# Exact length of a curve?

• Apr 24th 2013, 12:05 PM
Steelers72
Exact length of a curve?
Can anyone explain a method on how to go about this problem? I don't care for the answer; I'm just perplexed on how to begin the problem in a successful manner. Thanks!

edit here's syntax:http://www5a.wolframalpha.com/Calcul...3&w=171.&h=30.
• Apr 24th 2013, 12:12 PM
HallsofIvy
Re: Exact length of a curve?
Where did you get this problem? It is pretty standard Calculus problem- are you not taking Calculus and have not learned this?

If y= f(x), the arclength, from x= a to x= b, is given by $\int_a^b \sqrt{1+ f'^2(x)} dx$.
• Apr 24th 2013, 12:21 PM
Steelers72
Re: Exact length of a curve?
Thanks! Oh, so you have to find the derivative of y and plug into the length formula you've provided right?

My instructor hasn't covered this (yet?) and gave this as one of a bunch of questions to do for next week. Had no clue what formula to use but thanks for clearing that up!
• Apr 24th 2013, 12:40 PM
Steelers72
Re: Exact length of a curve?
By the way, how would you go about finding the intervals? I'm guessing set y=0? Not sure.

I've gotten this far:

http://www4a.wolframalpha.com/Calcul...6&w=204.&h=62.
• Apr 25th 2013, 03:33 PM
Steelers72
Re: Exact length of a curve?
Original problem:y=sqrt(x-x^2)+arcsin(sqrt(x))

Sorry, this is the derivative of y I got to plug into the Length formula:

sqrt(-(-1+x) x)/x

Does anyone know what the bounds are and how to find them? Do we set the original y equation = to 0?

I think it may be 0 to 1 but have no clue as to why.
• Apr 25th 2013, 05:18 PM
Prove It
Re: Exact length of a curve?
Quote:

Originally Posted by Steelers72
Original problem:y=sqrt(x-x^2)+arcsin(sqrt(x))

Sorry, this is the derivative of y I got to plug into the Length formula:

sqrt(-(-1+x) x)/x

Does anyone know what the bounds are and how to find them?

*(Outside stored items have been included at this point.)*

PR #309, opened 2021-03-15
Add cloudprovider tolerations to fleet-agent

StrongMonkey:
https://github.com/rancher/rancher/issues/30471


nickgerace (approved):
LGTM, I don't think there are other places we need to add this

Issue #188, opened 2020-12-19
Add helm.valueFiles string array to fleet.yaml


ron1:
Add `helm.valueFiles` string array to `fleet.yaml` for the following reasons:

1. In-lining Helm values within `fleet.yaml` makes them inaccessible for traditional testing using the helm client binary (Note that using the fleet CLI for this purpose is currently undocumented, is missing a --dry-run option, and has some issues running stand-alone such as https://github.com/rancher/fleet/issues/186)
2. In-lining large values within `fleet.yaml` makes this resource difficult to comprehend
3. Eases migration from Argo-CD `application.yaml` `spec.source.helm.valueFiles` (see https://github.com/argoproj/argo-cd/blob/45b3e48dfc607194e0498a0d654e0df2a624060d/docs/operator-manual/application.yaml#L35)

virtuman:
+1

Absolutely agree with all points and naming convention (over previously suggested values.file in ticket #179)

paulchoi:
+1
Helm has `--set-file` parameter, for large input values. Would like to see something like that in Fleet.

jmatis-bullhorn:
+1

paralika:
+1
It would be helpful.

jinzishuai:
+1

Amos-85:
+1

thecrazyrussian:
+1
slight change to use "ValuesFrom" in the Kubernetes parlance but same concept and implementation.

TristanFAURE:
+1

rsemlal-tas:
+1

izaac:
Fleet `v0.3.5`

I am using a modified version of `multi-cluster/helm` from the `fleet-examples` repo to test the `valuesFile`

```
helm git:(valuesFiles) tree
.
├── Chart.yaml
├── README.md
├── fleet.yaml
├── templates
│   ├── frontend-deployment.yaml
│   ├── frontend-service.yaml
│   ├── redis-master-deployment.yaml
│   ├── redis-master-service.yaml
│   ├── redis-slave-deployment.yaml
│   └── redis-slave-service.yaml
├── values
│   └── override.yaml
└── values.yaml
```

```yaml
namespace: fleet-mc-helm-example
targetCustomizations:
- name: dev
  helm:
    # values:
    #   replication: false
    valuesFile:
    - values/override.yaml
  clusterSelector:
    matchLabels:
      env: dev
```

```
cat values/override.yaml
replication: false
```

[...]

PR #316, opened 2021-03-26
valuesFiles support

ibrokethecloud:
Minor tweak to `fleet apply` logic to support valuesFiles in HelmOptions.

The `fleet apply` will now parse the list in valuesFiles and merge them into the `values` for the HelmOptions.

This allows users to specify values files to better organize their GitRepos rather than having all values inline.

If the same value override is defined in multiple valuesFiles, then the one in the last file will take precedence.

Helm handles setting the same variable multiple times in the same manner.

This allows user to reference valuesFiles in the fleet.yaml

For example:

```
defaultNamespace: loki
helm:
  releaseName: loki
  repo: https://kubernetes-charts.banzaicloud.com
  chart: loki
  values:
    key1: value1
  valuesFiles:
  - values/override.yaml
targetCustomizations:
- name: dev
  helm:
    valuesFiles:
    - values/override2.yaml
  clusterSelector:
    matchLabels:
      name: local
```

When the bundle is generated the valuesFiles are read and appended to the existing override values passed to the helm chart.

The generated bundle would look like..

```
kind: Bundle
metadata:
  labels:
    fleet.cattle.io/commit: 3b641674c670c621e9e1828dab22faffc71d341e
  name: loki-loki
  namespace: fleet-default
spec:
  defaultNamespace: loki
  helm:
    chart: loki
    releaseName: loki
    repo: https://kubernetes-charts.banzaicloud.com
    values:
      key1: value1
      car: honda
      fuel: petrol
      some: value
    valuesFiles:
    - values/override.yaml
  .....
```

Where the contents of the values/override.yaml are

```
some: value
car: honda
fuel: petrol
```

### DIFF
--- a/pkg/bundle/resources.go
+++ b/pkg/bundle/resources.go
@@ -24,6 +24,7 @@ import (
 	"github.com/rancher/fleet/pkg/content"
 	"golang.org/x/sync/errgroup"
 	"golang.org/x/sync/semaphore"
+	v2 "gopkg.in/yaml.v2"
 )
 
 func readResources(ctx context.Context, spec *fleet.BundleSpec, compress bool, base string) ([]fleet.BundleResource, error) {
@@ -34,7 +35,7 @@ func readResources(ctx context.Context, spec *fleet.BundleSpec, compress bool, b
 		return nil, err
 	}
 
-	var chartDirs []*fleet.HelmOptions
+	var chartDirs, parsedChartDirs []*fleet.HelmOptions
 
 	if spec.Helm != nil && spec.Helm.Chart != "" {
 		chartDirs = append(chartDirs, spec.Helm)
@@ -44,9 +45,26 @@ func readResources(ctx context.Context, spec *fleet.BundleSpec, compress bool, b
 		if target.Helm != nil && target.Helm.Chart != "" {
 			chartDirs = append(chartDirs, target.Helm)
 		}
+		if target.Helm != nil && target.Helm.Chart == "" && len(target.Helm.ValuesFiles) != 0 {
+			// generate values //
+			parsedChart, err := parseValueFiles(base, target.Helm)
+			if err != nil {
+				return nil, err
+			}
+			target.Helm.Values = parsedChart.Values
+		}
 	}
 
-	directories, err = addCharts(directories, base, chartDirs)
+	// append helm valuesFiles into values
+	for _, chart := range chartDirs {
+		parsedChart, err := parseValueFiles(base, chart)
+		if err != nil {
+			return nil, err
+		}
+		parsedChartDirs = append(parsedChartDirs, parsedChart)
+	}
+
+	directories, err = addCharts(directories, base, parsedChartDirs)
 	if err != nil {
 		return nil, err
 	}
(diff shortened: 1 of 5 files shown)


pkg/bundle/resources.go
```diff
@@ -306,3 +324,52 @@ func readContent(ctx context.Context, progress *progress.Progress, base, name st
 
 	return files, nil
 }
+
+func parseValueFiles(base string, chart *fleet.HelmOptions) (parsedChart *fleet.HelmOptions, err error) {
```
ron1, line 328: Rename parseValuesFiles to be consistent with field name.

ibrokethecloud:
Related to: https://github.com/rancher/fleet/issues/188

pkg/bundle/resources.go
```diff
@@ -306,3 +324,52 @@ func readContent(ctx context.Context, progress *progress.Progress, base, name st
...
+	if chart.Values != nil {
+		valuesMap = chart.Values.Data
+	}
+	for _, value := range chart.ValuesFiles {
+		valuesByte, err := ioutil.ReadFile(base + "/" + value)
+		if err != nil {
+			return nil, err
+		}
+		tmpMap := make(map[string]interface{})
+		err = v2.Unmarshal(valuesByte, tmpMap)
```
StrongMonkey, line 356: There are existing yaml package from k8s sigs.k8s.io/yaml. Can we just use this without introducing new yaml package?

pkg/bundle/resources.go
```diff
@@ -306,3 +324,52 @@ func readContent(ctx context.Context, progress *progress.Progress, base, name st
...
+			parsedChart.Values = &fleet.GenericMap{}
+		}
+		parsedChart.Values.Data = valuesMap
+	}
+
+	return parsedChart, nil
+}
+
+func generateValues(base string, chart *fleet.HelmOptions) (valuesMap map[string]interface{}, err error) {
+
```
StrongMonkey, line 345: Nit: empty space

pkg/bundle/resources.go
```diff
@@ -34,7 +35,7 @@ func readResources(ctx context.Context, spec *fleet.BundleSpec, compress bool, b
 		return nil, err
 	}
 
-	var chartDirs []*fleet.HelmOptions
+	var chartDirs, parsedChartDirs []*fleet.HelmOptions
```
StrongMonkey, line 38: Why do you need extra `parsedChartDirs`? Can we just use chartDirs, but overriding chartDir.Helm.Values? since you are already modifying/overriding the helm.Values.

ibrokethecloud: tweaked based on feedback.

pkg/bundle/resources.go
ibrokethecloud: cleaned up.

pkg/bundle/resources.go
ibrokethecloud: tweaked the parsing logic to use k8s yaml

pkg/bundle/resources.go
```diff
@@ -37,11 +37,18 @@ func readResources(ctx context.Context, spec *fleet.BundleSpec, compress bool, b
...
 	if spec.Helm != nil && spec.Helm.Chart != "" {
+		if err := parseValueFiles(base, spec.Helm); err != nil {
+			return nil, err
+		}
 		chartDirs = append(chartDirs, spec.Helm)
 	}
 
 	for _, target := range spec.Targets {
-		if target.Helm != nil && target.Helm.Chart != "" {
+		err := parseValueFiles(base, target.Helm)
```
StrongMonkey, line 47: In here you still need to check if target.Helm is nil, otherwise it will panic

ibrokethecloud: Tweaked the logic.

StrongMonkey (approved):
💯

StrongMonkey:
https://github.com/rancher/fleet/issues/188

Do we set the original y equation = to 0?

I think it may be 0 to 1 but have no clue as to why.

\displaystyle \begin{align*} f(x) &= \sqrt{ x - x^2 } + \arcsin{ \left( \sqrt{x} \right) } \\ \\ f'(x) &= \frac{1 - 2x}{2\,\sqrt{ x - x^2 }} + \frac{1}{2\,\sqrt{x} \, \sqrt{ 1 - x } } \\ &= \frac{ 1 - 2x }{ 2 \, \sqrt{ x \left( 1 - x \right) } } + \frac{1}{2 \, \sqrt{ x \left( 1 - x \right) } } \\ &= \frac{2 - 2x}{2\,\sqrt{x \left( 1 - x \right) }} \\ &= \frac{1 -x}{\sqrt{x \left( 1 - x \right) }} \\ &= \frac{ \sqrt{x \left( 1 - x \right) } }{x} \end{align*}

So now plugging into the formula for the arclength (I can't see your images so I'm not sure what your bounds should be)...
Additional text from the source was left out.